$\newcommand{\trace}[1]{\operatorname{tr}\left\{#1\right\}}$ $\newcommand{\Norm}[1]{\lVert#1\rVert}$ $\newcommand{\RR}{\mathbb{R}}$ $\newcommand{\inner}[2]{\langle #1, #2 \rangle}$ $\newcommand{\DD}{\mathscr{D}}$ $\newcommand{\grad}[1]{\operatorname{grad}#1}$ $\DeclareMathOperator*{\argmin}{arg\,min}$

Setting up the environment

In [ ]:

```
import matplotlib.pyplot as plt
import numpy as np
import pandas as pd
%matplotlib inline
```

We will use an old dataset on the price of housing in Boston (see description). The aim is to predict the median value of the owner occupied homes from various other factors. This is the same data as was used in Tutorial 2. However, this time we will explore data normalisation, and hence use the raw data instead. Please download this from mldata.org.

As in Tutorial 2, use `pandas`

to read the data. Remove the 'CHAS' feature from the dataset.

In [ ]:

```
names_full = ['crim', 'zn', 'indus', 'chas', 'nox', 'rm', 'age', 'dis', 'rad', 'tax', 'ptratio', 'b', 'lstat', 'medv']
data_full = np.loadtxt('regression-datasets-housing.csv', delimiter=',')
ichas = names_full.index('chas')
data = np.delete(data_full, ichas, axis=1)
names = names_full
del names[ichas]
data.shape
```

Implement a function that will normalise each feature such that the mean value of the feature is zero and the variance is one. Apply this function to each feature in the housing dataset.

In [ ]:

```
# Solution goes here
```

To simplify equations, we introduce an extra input so that the biases can be absorbed into the weights.

In [ ]:

```
num_ex = n_data.shape[0]
n_data_ones = np.hstack((n_data, np.ones(num_ex).reshape(-1,1)))
names_ones = names + ['one']
```

Compare the normalised data `n_data`

to the data from Tutorial 2 by plotting and/or comparing histograms. Discuss the potential effect of the normalisation on the regression task.

In [ ]:

```
# Solution goes here
```

Note that we are considering a regression problem. That is we want to predict the median value of homes (a real number) from the other features. We use the squared error to measure performance. $$ E = \frac{1}{2} \sum_k (y_k - t_k)^2 $$

Write down the objective function of a neural network with one hidden layer. Use the identity activation function for the hidden units. Write down the equation for 5 hidden units.

How many input units should there be? What should be the activation function of the output units? Explain why these choices are reasonable.
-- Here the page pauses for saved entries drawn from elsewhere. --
PR #7061, opened 2026-07-24
fix(openai-completions): handle array content and missing finish_reason

TomeHirata:
## Problem

Two bugs affecting providers that return non-standard streaming responses:

### 1. Array content (`[object Object],[object Object]`)

Some Databricks models (Qwen3, gpt-oss reasoning models) return `choice.delta.content` as a **typed array** when tools are present:

```json
[{"type": "reasoning", "summary": [...]}, {"type": "text", "text": "Hello!"}]
```

The current code does:
```typescript
block.text += choice.delta.content; // array + string = "[object Object],[object Object]"
```

This produces garbled output instead of the actual response text.

### 2. Missing `finish_reason` (`Stream ended without finish_reason`)

Some providers (Databricks Kimi `kimi-k2-7-code`, `inkling`) never set `finish_reason` in any streaming chunk. The stream completes successfully with `[DONE]` but no chunk ever has `finish_reason`, causing Pi to throw an error even though the response content was received successfully.

## Fix

**Fix 1**: Before accumulating text, check if `content` is an array and extract only `type: "text"` blocks, ignoring `type: "reasoning"` blocks:

```typescript
const rawContent = choice.delta.content;
const textContent = Array.isArray(rawContent)
    ? rawContent.filter(b => b?.type === "text").map(b => b?.text ?? "").join("")
    : rawContent;
```

**Fix 2**: Add a `supportsFinishReason?: boolean` compat flag (default: `true`). Set to `false` to skip the finish_reason check for providers that don't send it:

```typescript
if (!hasFinishReason && compat.supportsFinishReason !== false) {
    throw new Error("Stream ended without finish_reason");
}
```

## Usage (Fix 2)

For providers that don't send `finish_reason`, add to their provider config in `models.json`:

```json
{
  "compat": {
    "supportsFinishReason": false
  }
}
```

### DIFF
--- a/packages/ai/src/api/openai-completions.ts
+++ b/packages/ai/src/api/openai-completions.ts
@@ -471,14 +471,26 @@ export const stream: StreamFunction<"openai-completions", OpenAICompletionsOptio
 						choice.delta.content !== undefined &&
 						choice.delta.content.length > 0
 					) {
-						const block = ensureTextBlock();
-						block.text += choice.delta.content;
-						stream.push({
-							type: "text_delta",
-							contentIndex: getContentIndex(block),
-							delta: choice.delta.content,
-							partial: output,
-						});
+						// Some providers (e.g. Databricks Qwen3, gpt-oss) return content as a
+						// typed array [{type:'reasoning',...},{type:'text',text:'...'}] when tools
+						// are present. Extract only the text blocks; ignore reasoning blocks.
+						const rawContent = choice.delta.content;
+						const textContent = Array.isArray(rawContent)
+							? (rawContent as Array<{ type?: string; text?: string }>)
+									.filter((b) => b?.type === "text")
+									.map((b) => b?.text ?? "")
+									.join("")
+							: rawContent;
+						if (textContent.length > 0) {
+							const block = ensureTextBlock();
+							block.text += textContent;
+							stream.push({
+								type: "text_delta",
+								contentIndex: getContentIndex(block),
+								delta: textContent,
+								partial: output,
+							});
+						}
 					}
 
 					// Some endpoints return reasoning in reasoning_content (llama.cpp),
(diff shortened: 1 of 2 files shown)


packages/ai/src/api/openai-completions.ts
```diff
@@ -471,14 +471,26 @@ export const stream: StreamFunction<"openai-completions", OpenAICompletionsOptio
...
-							delta: choice.delta.content,
-							partial: output,
-						});
+						// Some providers (e.g. Databricks Qwen3, gpt-oss) return content as a
+						// typed array [{type:'reasoning',...},{type:'text',text:'...'}] when tools
+						// are present. Extract only the text blocks; ignore reasoning blocks.
+						const rawContent = choice.delta.content;
+						const textContent = Array.isArray(rawContent)
+							? (rawContent as Array<{ type?: string; text?: string }>)
+									.filter((b) => b?.type === "text")
```
badlogic, line 480: ignoring reasoning blocks is not great

badlogic:
@TomeHirata any idea how we can make this less bad wrt ignoring thinking blocks? if not, we'll have to decline this.

badlogic:
closing this out in favor of  https://github.com/earendil-works/pi/pull/7216

@TomeHirata we really need to know what databricks expects for the reasoning deltas. in #7216, we collect and emit them along with the text block deltas, resulting in 1 thinking block and 1 text block when streaming finishes.

subsequently, we replay the thinking block via the non-standard reasoning field. is that what you expect? let's discuss on #7216

badlogic:
Implemented `compat.supportsFinishReason` for OpenAI Chat Completions. Databricks model configs that omit `finish_reason` can set it to `false`; pi then infers `toolUse` when the response contains tool calls and `stop` otherwise. The default remains strict. Regression coverage and custom-provider documentation were added.

The typed-array content handling remains tracked in #7216.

Compute the gradient $\frac{\partial E}{\partial w^{(2)}}$

One strategy to check that your code is correct in neural networks (and in general any gradient code) is to numerically check that your expression is correct. From the lecture we see that: $$ \frac{\partial E}{\partial w^{(2)}} \simeq \frac{E(w^{(2)} + \epsilon) - E(w^{(2)} - \epsilon)}{2\epsilon}. $$ For more information see the following wiki.

Implement two functions, one that computes the analytic gradient and the second that computes the numerical gradient.

In [ ]:

```
# Solution goes here
```

Using the Boston housing data above, confirm that the two functions return almost the same values of the gradient for various values of $w$.

In [ ]:

```
# Solution goes here
```

Derive and implement the gradients for the hidden layer, hence giving you the full two layer neural network. Use this with the experimental set up in Tutorial 2 to analyse the Boston housing data. Recall that since we are using linear activation functions, this is equivalent to using a linear model. Compare and contrast the results of the neural network with regularised linear regression.